Nonverbal communication in selfies posted on Instagram: Another look at the effect of gender on vertical camera angle

  • Alessandro Soranzo, 
  • Nicola Bruno
PLOS
x

Abstract

Background

Selfies are a novel social phenomenon that is gradually beginning to receive attention within the cognitive sciences. Several studies have documented biases that may be related to nonverbal communicative intentions. For instance, in selfies posted on the dating platform Tinder males but not females prefer camera views from below (Sedgewick, Flath & Elias, 2017). We re-examined this study to assess whether this bias is confined to dating selection contexts and to compare variability between individuals and between genders.

Methods

Three raters evaluated vertical camera position in 2000 selfies– 1000 by males and 1000 by females—posted in Instagram.

Results

We found that the choices of camera angle do seem to vary depending on the context under which the selfies were uploaded.
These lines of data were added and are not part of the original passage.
PR #401, opened 2018-03-04
S1 fastboot adbusb.inf

jc46:
android s1 fastboot adbusbdriver,inf


mcuee:
Why this has anything to do with libusb?

PR #625, opened 2019-09-20
fix constant not in range of enumerated type

mrstock:
fix "Integer constant not in range of enumerated type 'enum libusb_transfer_status'"

LIBUSB_ERROR_NO_DEVICE doesn't exist on enum libusb_transfer_status


LudovicRousseau:
Fixed in https://github.com/libusb/libusb/commit/906e706f8abdff626370e59b880f340cf54e3632

Thanks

On Tinder, females appear more likely to choose neutral, frontal presentations than they do on Instagram, whereas males on Tinder appear more likely to opt for camera angles from below than on Instagram.

Conclusions

This result confirms that the composition of selfies is constrained by factors affecting nonverbal communicative intentions.

Introduction

With the advent of smartphones equipped with front cameras and preview screens, many of us are increasingly taking photographic self-portraits, or “selfies”, for purposes ranging from the social to the professional. Given their tremendous reach, popularity, and potential interest as a brand-new social phenomenon, selfies are gradually beginning to receive attention within the cognitive sciences [1].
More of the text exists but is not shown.